Холодные руки медленно и неспешно, легли на ее спину. Он обнял ее и аккуратно, как сокровище, прижал к себе. Он закрыл глаза, и по левой щеке в ее черные волосы скользнула слеза. Единственная слеза, на которую у него хватало сил.
― Я тебя никому не отдам, — прошептал он тихо, но так будто собирался дать клятву. — Пока я буду жив, я буду защищать тебя.
Он так мучился и призирал ту далекую свою беспомощность, что теперь, когда он стал намного сильнее, просто не мог позволить хоть кому-то из дорогих людей страдать. Ему хотелось, что бы они это знали, ведь у него теперь было так много сил, что он мог даже невозможное на первый взгляд. Он хотел, что бы та, которую он любил, знала, что он готов на все, что бы защитить ее. Возможно, это было немного эгоистично, но он не мог позволить ей умереть, ни ей на Илье Николаевичу. Потерять кого-то из них было выше его сил, именно по этому ему казалось, что он скорее умрет сам, чем увидит одну из этих смертей.
Наташа спокойно прижималась к нему и так привычно теребила его волосы, теряющие окрас буквально на глазах, возвращаясь к изначальной привычной уже седине. Никогда магические окрасы не были не зависимы от сил владельца, так уж повелось в мире магии.
Наташа, конечно же, не знала, что именно тут произошло, не знала что Король Тьмы сделал с ним, но понимала, что спрашивать об этом не было смысла. Она совсем не знала о его делах, о его жизни. Так уж сложилась, что она была ему чужой, но родной сердцем. Она могла теперь только обнять его и быть с ним, понимая, что сейчас он испытывает боль.
― Все у нас будет хорошо, — шептала она тихо, боясь прикрыть глаза и так расплакаться, — я сама тебя никому не отдам.

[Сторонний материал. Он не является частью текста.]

Issue #1917, opened 2024-04-01
[BUG] spark-rapids-jni JNI does not set RMM_LOGGING_LEVEL


abellina:
This is the mirror image of this issue: https://github.com/rapidsai/cudf/issues/15417 but for spark-rapids-jni.

spark-rapids-jni should have this flag consistently passed. At this stage, I think this is more of a defensive move in case we move pool creation to spark-rapids-jni in the future.

PR #1918, opened 2024-04-01
Set LIBCUDF_LOGGING_LEVEL to allow us to turn off rmm log

abellina:
This is related to https://github.com/NVIDIA/spark-rapids-jni/issues/1917

@jlowe suggested a patch to build-libcudf.xml to ensure we can turn off rmm log. This is necessary due to the new cuDF pinned pool added in cuDF jni, where a pinned pool OOM is treated as a fallback to cudaMallocHost/cudaFreeHost: we don't need a log to be generated here.

This PR removes the generation of such a log.

### DIFF
--- a/build-libcudf.xml
+++ b/build-libcudf.xml
@@ -1,6 +1,6 @@
 <?xml version="1.0"?>
 <!--
-  Copyright (c) 2022, NVIDIA CORPORATION.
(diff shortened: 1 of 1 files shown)


jlowe (approved):

abellina:
build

Ей казалось, что она должна быть сильной, что бы он мог хоть немножко отпустить себя и побыть слабым, но она не знала, что этого он уже не мог, просто не умел.
― Оставь меня, — резко сказал он ей, отпуская, но поспешно добавил, понимая, всю холодность данных слов: — Подожди в другой комнате…

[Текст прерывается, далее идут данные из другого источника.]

Issue #1923, opened 2024-04-03
[BUG] getJsonObject gets infinity instead of zero for a very small float number


res-life:
**Describe the bug**
CPU gets zero for number: 9.299999257686047e-0005603333574677677
But GPU gets infinity.
The number is a very small value nearly zero, so zero is the correct answer.

**Steps/Code to reproduce bug**
get_json_object("9.299999257686047e-0005603333574677677", "$")
CPU: 0.0
GPU: infinity

**Additional context**
JNI uses cuDF `string to double` and `double to string`.
cuDF can not hanlde very small float value, need to discuss how to fix:
- fix in JNI
- fix in cuDF

thirtiseven:
For number normalization, first use `stod` to convert string to double, then convert back to string with `ftos_converter`:
```
double d_value = cudf::strings::detail::stod(cudf::string_view(current_token_start_pos, number_token_len))
return spark_rapids_jni::ftos_converter::double_normalization(d_value, destination)
```

It seems that `cudf::strings::detail::stod` will return inf for this case, because the precision is very large for a normal use of string to double. We could try to have a workaround in jni to fix this issue.

I tested that in jni's string to double kernel, this case will return null. maybe investigating on how jackson handles this issue can be helpful.

res-life:
Haoyang filed one follow-up issue in cuDF repo:  https://github.com/rapidsai/cudf/issues/15508

thirtiseven:
Filed https://github.com/rapidsai/cudf/issues/15508 in cuDF. 

I use cuDF’s implementation because our string to double does not have a single kernel to call easily, It needs some refactoring to be used for getJsonObject or other usage. And it is not a bit to bit match to Spark also, although it should be much closer than one in cuDF, we might want to fix it in a long term.

revans2:
> we might want to fix it in a long term.

Then please file an issue to do so.

res-life:
> > we might want to fix it in a long term.
> 
> Then please file an issue to do so.

Filed [an issue](https://github.com/NVIDIA/spark-rapids-jni/issues/1963) to track

res-life:
Close this issue as PR #1944 merged.

PR #1944, opened 2024-04-10
Fix getJsonObject number normalization 0.0 <=> inf bug

thirtiseven:
Fixes https://github.com/NVIDIA/spark-rapids-jni/issues/1923

Floating number normalization in getJsonObject kernel using `cudf::strings::detail::stod` to convert string to double, then convert back to string with `ftos_converter`.

For numbers with very large exp, like `9.299999257686047e-0005603333574677677` or `9.299999257686047e0005603333574677677`, following code will overflow and produce wrong sign:

`9.299999257686047e-0005603333574677677` should be 0.0, but cuDF gets Infinity
`9.299999257686047e0005603333574677677` should be infinity, but cuDF gets 0.0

Наташа посмотрела в его спокойные глаза с тенью печали, коротко кивнула и вышла из комнаты, давая ему право побыть одному, направившись в спальню.
Стоило ей сесть на кровать, задумчиво глядя на, сложенные на коленях, руки, как зазвенел телефон. Она посмотрела на него, как будто пыталась его понять, а затем взяла, и посмотрела на монитор. Это был Илья Николаевич, именно так почтительно и подписанный в телефоне Сэта. Вересов так волновался, что просто не мог уже ждать и позвонил.